▸ DATA FOR REVIEW
§
PR #5425, opened 2024-01-14
Specialize SIMD SHA-512 for half-length input, iterated hashing

solardiz:
This introduces specialized versions of SIMDSHA512body() and makes use of them in a few formats, including in the recently added Armory, where it provides a speedup of 4% on i7-4770K and some smaller speedups on some other machines I tested.

There are 3 specialized functions now, but I mostly care about the case of `SSEi_HALF_IN|SSEi_OUTPUT_AS_INP_FMT` (as that's what's used in some iterated formats now) and the original case from prior to my changes here (not to introduce performance regressions via increased code size). The third case of having `SSEi_HALF_IN` along with other or no flags is specialized merely to avoid code size increase in the original case. We could alternatively unsupport `SSEi_HALF_IN` except in `SSEi_HALF_IN|SSEi_OUTPUT_AS_INP_FMT`, but for now I opted to have it supported separately as well.

Further optimization potential is doing similar for SHA-256 (should be easy now) and maybe for others (it'd be different there), and introducing function specializations also for the previously existing flags (to reduce code size in the functions that many/most formats use).

### DIFF
--- a/run/relbench
+++ b/run/relbench
@@ -42,19 +42,18 @@ sub parse
 		return;
 	}
 
-	if (/^(All|\d+ out of) \d+ (tests|formats)( have)? (passed self-tests|FAILED)/) {
-		($total) = /^All (\d+) (tests|formats)( have)? passed self-tests/;
-		if (!defined($total)) {
+	if (/^(|All |\d+ out of )\d+ (tests|formats)( have)? (benchmarked|passed self-tests|FAILED)/) {
+		($total) = /^(|All )(\d+) (tests|formats)( have)? (benchmarked|passed self-tests)/;
+		if (defined($total)) {
+			$failed = 0;
+		} else {
 			($failed, $total) =
 			    /^(\d+) out of (\d+) (tests|formats)( have)? FAILED/;
 		}
 		return;
 	}
-	return if /Benchmarking: .*\.\.\. FAILED/;
+	return if /Benchmarking: .*\.\.\. FAILED|^Speed for cost |^Warning: /;
 
-	if (/^Speed for cost /) {
-		return;
-	}
 	my $ok = 0;
 	if (defined($name)) {
 		($kind, $real, $reals, $virtual, $virtuals) =
@@ -71,9 +70,12 @@ sub parse
 			$id = $name . ':' . $kind;
 			$real *= 1000 if ($reals eq 'K');
 			$real *= 1000000 if ($reals eq 'M');
+			$real *= 1000000000 if ($reals eq 'G');
+			$real = 0.001 if ($real eq "0.0" || $real eq "0.00");
 			$virtual *= 1000 if ($virtuals eq 'K');
 			$virtual *= 1000000 if ($virtuals eq 'M');
-			$virtual = 0.001 if $virtual eq "0.0";
+			$virtual *= 1000000000 if ($virtuals eq 'G');
+			$virtual = 0.001 if ($virtual eq "0.0" || $virtual eq "0.00");
 			return;
 		}
 	} else {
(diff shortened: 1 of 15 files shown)


solardiz:
The [SIMDSHA512body(): Build 3 specialized versions of the function](https://github.com/openwall/john/pull/5425/commits/d9ced9865438c67082f3d84b3a305a69db7b5950) commit here reduces the need to have manually optimized the `STEP` macro in the first commit here, if we also add a `memset(&w[k][9], 0, 6 * sizeof(vtype));`, as that lets the compiler figure out that certain values are always zero in certain builds of the function.

solardiz:
> [SIMDSHA512body() and calls: Fix SIMD_PARA_SHA512 > 1 support](https://github.com/openwall/john/pull/5425/commits/3e893337c6da3955136716ab87f518103f1751bd)

Testing `SIMD_PARA_SHA512 = 2` after this commit, everything works on up to AVX2, including all of our GitHub Actions (https://github.com/solardiz/john/actions/runs/7534465934), however in my own testing on AVX-512 there are failures:

```
$ OMP_NUM_THREADS=1 ../run/john -test -form=office
Benchmarking: Office, 2007/2010/2013 [SHA1 512/512 AVX512BW 16x / SHA512 512/512 AVX512BW 8x2 AES]... FAILED (get_key(3))
$ OMP_NUM_THREADS=2 ../run/john -test -form=office
Will run 2 OpenMP threads
Benchmarking: Office, 2007/2010/2013 [SHA1 512/512 AVX512BW 16x / SHA512 512/512 AVX512BW 8x2 AES]... (2xOMP) FAILED (cmp_all(6))
$ OMP_NUM_THREADS=3 ../run/john -test -form=office
Will run 3 OpenMP threads
Benchmarking: Office, 2007/2010/2013 [SHA1 512/512 AVX512BW 16x / SHA512 512/512 AVX512BW 8x2 AES]... (3xOMP) FAILED (get_key(87))
$ OMP_NUM_THREADS=4 ../run/john -test -form=office
Will run 4 OpenMP threads
Benchmarking: Office, 2007/2010/2013 [SHA1 512/512 AVX512BW 16x / SHA512 512/512 AVX512BW 8x2 AES]... (4xOMP) FAILED (get_key(87))
```

The above is in a build with ASan. Exact same test errors without ASan. And exact same faulty indices remain across runs.

3 other formats fail tests as well, I haven't looked at them yet.

solardiz:
> 3 other formats fail tests as well, I haven't looked at them yet.

They are:

```
Testing: Blackberry-ES10 (101x) [SHA-512 512/512 AVX512BW 8x2]... (4xOMP) FAILED (cmp_all(2))
Testing: eCryptfs (65536 iterations) [SHA512 512/512 AVX512BW 8x2]... (4xOMP) FAILED (cmp_all(2))
Testing: Drupal7, $S$ (x16385) [SHA512 512/512 AVX512BW 8x2]... (4xOMP) FAILED (cmp_all(2))
```

Out of these, Blackberry-ES10 and eCryptfs are affected by changes in this PR (and got good speedup when they work), but Drupal7 shouldn't be. I have no idea whether they worked with `SIMD_PARA_SHA512 = 2` on AVX-512 before this PR; we don't normally set this on any arch currently.

solardiz:
> Testing `SIMD_PARA_SHA512 = 2` [...] on AVX-512 there are failures:

Apparently, the AVX-512 specific portion of [SIMDSHA512body(): Optimize SSEi_FLAT_OUT](https://github.com/openwall/john/pull/5425/commits/f64a8b93f966d0116309753650d5121a29125ade) here is buggy for that case. Reverting this commit makes these 4 formats pass the same tests. I'll review and revise it.

Issue #5431, opened 2024-01-30
mozilla2john errors with python 3.11.6


Munto:
mozilla2john is incompatible with python 3.11.6.
Here is the error I got:
```
Traceback (most recent call last):
  File "/usr/bin/mozilla2john", line 73, in <module>
    process_file(sys.argv[i])
  File "/usr/bin/mozilla2john", line 33, in process_file
    idx = data.find("global-salt")
          ^^^^^^^^^^^^^^^^^^^^^^^^
TypeError: argument should be integer or bytes-like object, not 'str'
```
I had to convert string to bytestring in the following lines to make it works:
https://github.com/openwall/john/blob/bleeding-jumbo/run/mozilla2john.py#L33
https://github.com/openwall/john/blob/bleeding-jumbo/run/mozilla2john.py#L43
https://github.com/openwall/john/blob/bleeding-jumbo/run/mozilla2john.py#L58

I don't know if you need to maintain a compatibility with previous python version so I'm just opening an issue.
I use Arch, btw.

solardiz:
Thank you. Confirmed. So basically, we need this? -

```diff
+++ b/run/mozilla2john.py
@@ -30,7 +30,7 @@ def process_file(filename):
 
     data = open(filename, "rb").read()
 
-    idx = data.find("global-salt")
+    idx = data.find(b"global-salt")
     if idx < 0:
         fail(filename)
         return
@@ -40,7 +40,7 @@ def process_file(filename):
         return
     global_salt = data[idx-20:][0:20]  # is the salt always 20 bytes?
 
-    idx = data.find("password-check")
+    idx = data.find(b"password-check")
     if idx < 0:
         fail(filename)
         return
@@ -55,7 +55,7 @@ def process_file(filename):
     version = 3  # fake (this should be improved)
     nnLen = 1  # fake
     oidLen = 11  # fake
-    oidData = "\x00" * oidLen  # fake
+    oidData = b"\x00" * oidLen  # fake
     sys.stdout.write("%s:$mozilla$*%s*%s*%s*" % (os.path.basename(filename), version, len(entry_salt), nnLen))
     sys.stdout.write(hexlify(entry_salt).decode("ascii"))
     sys.stdout.write("*%s*%s*%s*" % (oidLen, hexlify(oidData).decode("ascii"), len(verifier)))
```

> I don't know if you need to maintain a compatibility with previous python version

[...]

PR #5434, opened 2024-02-02
Fix TypeError with python 3.11+ for mozilla2john #5431

Munto:


solardiz (approved):

solardiz:
Oh, I should have suggested a specific commit message. I think this affects Python 3 earlier than 3.11 as well, and we generally prefix commit titles by subsystem names (so `mozilla2john.py: ...`). Nevermind, I'll merge this anyway.

PR #2510, opened 2017-04-21
racf2john update to dump KDFAES hashes

bigendiansmalls:
### Summary

racf2john currently dumps DES RACF hashes, this update
allows it to also dump the newer type (2014) KDFAES hashes.

The new password algorithm announcement can be found here:
https://www-01.ibm.com/support/docview.wss?uid=isg1OA43999

### The new output looks like:
```
sh-4.4$ run/racf2john
Usage: racf2john [RACF binary files]

sh-4.4$ run/racf2john ./testdb.bin
BBBBBBB:$racf$*BBBBBBB*932C1BBBB12A8274
C123456:$racf$*C123456*50A4B524A1854E38
A123456:$racf$*A123456*E7D7E66D00018000000800320010001041E09CD903BD84255D547CC162DCC1EC135D5D0AF2961EE5DD01B5FF489D2776
B123456:$racf$*B123456*E7D7E66D0001800000080032001000103D743EDF9DB18E2762E9C3F801672954A787F176DCF675EBE303B463FC81775A
```
The short hashes are DES and are currently supported by John for cracking.
The longer hashes are not yet supported by John, but do represent the KDFAES format.

PR #5777, opened 2025-05-25
RACF-KDFAES format fixes

solardiz:
This PR is to make the format a little bit more correct and reliable, maybe throw in some easy optimizations too (not done yet).


solardiz:
See also: #3486 #2511 #2510
cc: @bigendiansmalls

bigendiansmalls:
Happy to test the changes and make sure nothing broke :) Will let you know. Holiday weekend so might take me a day.

solardiz:
There's finally one commit here (building upon preceding commits) that makes this ~30% faster, but it's still very slow indeed, even when using SHA-NI via OpenSSL (I've confirmed that it does for me).

A further step could be to implement SIMD for the nested loop, which shouldn't be too hard and would cover most of the running time. But I probably won't bother now.

solardiz:
> There's finally one commit here (building upon preceding commits) that makes this ~30% faster,

I had missed part of the optimization there. Corrected. Now this one commit makes the format ~75% faster. Along with the rest of the changes here, we're ~80% faster.

solardiz:
Having worked on these changes, I now have a better idea of what this KDFAES thing is. It's modeled after scrypt, where there are 3 steps: key expansion, memory-hard loop, and calculation of digest of the final state.

1. In scrypt, key expansion is done with PBKDF2 at 1 iteration but a derived key length of like 1 KiB. It produces just the initial block B. In KDFAES, it's done with an algorithm extremely similar to but not quite PBKDF2, the iteration count is high, and it produces the full memory content, which in scrypt would be V.

2. The memory-hard loop is similar to scrypt SMix's second loop, except that besides random reads (similar to scrypt's) it writes over memory (scrypt's only reads), which it does sequentially. The first loop (which would fill V given B) is missing - or alternatively we can say that it's replaced by the PBKDF2-alike's outer loop (over derived key blocks).

3. The final state digest calculation in scrypt is done with PBKDF2 at 1 iteration over the final block. Here it's done over the full memory content, and again with high iteration count. The algorithm _may_ be literally PBKDF2 (I didn't verify, but I'm also not aware of this one deviating from proper PBKDF2).

The initial key expansion in scrypt is quick, but in KDFAES it takes almost all its running time because the complexity is quadratic. The would-be memory-hard portion only goes over memory once (fine on its own) and unlike the key expansion it doesn't use iterations, making it _relatively_ quick. So this isn't truly a memory-hard algorithm. The final digest calculation doesn't suffer from quadratic complexity because the large input (full memory content) is hashed first, so even despite of the high iteration count it's _relatively_ quick.

So we may try calling into our shared PBKDF2 code for step 3, but this isn't going to affect overall performance much. What will make more of a difference is calling into our SIMD SHA-256 for step 1.

solardiz:
> Happy to test the changes and make sure nothing broke :) Will let you know. Holiday weekend so might take me a day.

I've just merged, but of course please do test and let us know when you can. Also I suspect that adding support for length > 8 may require a revert of some of the HMAC code specialization here. That's fine.

solardiz:
Just because I was documenting my findings in this PR, I'll also add in here today's Kaspersky SecureList blog post on the topic:

https://securelist.com/zos-mainframe-pentesting-resource-access-control-facility/116873/

There's a lot, but one piece I'd like to quote is:

> Encrypting a password phrase hash with KDFAES shares many similarities with encrypting a password hash. According to public sources, the primary difference lies in the key used during the second stage. For passwords, data derived from DES-encrypting the username was used, while for a password phrase, its SHA256 hash is used. During our analysis, we could not determine the exact password phrase hashing process – specifically, whether padding is involved, if a secret key is used, and so on.
> 
> Additionally, when using a password phrase, the PHRASE and PHRASEX fields instead of PASSWORD and PWDX, respectively, store the final hash, with the PHRASEX value having a similar structure.

So to support passwords (phrases) longer than 8, apparently the following would be needed:
1. An extension to `racf2john` to extract more fields.
2. Figure out the algorithm and implement it.

solardiz:
There's also a hashcat PR implementing this algorithm (for length up to 8 like we have) https://github.com/hashcat/hashcat/pull/3940 by @c0rs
§
▸ HOW TO COMPLETE THIS TASK
Scan the entries above for the string "opened" and copy each line that contains it.

▸ TASK RESPONSE
PR #5425, opened 2024-01-14
Issue #5431, opened 2024-01-30
PR #5434, opened 2024-02-02
PR #2510, opened 2017-04-21
PR #5777, opened 2025-05-25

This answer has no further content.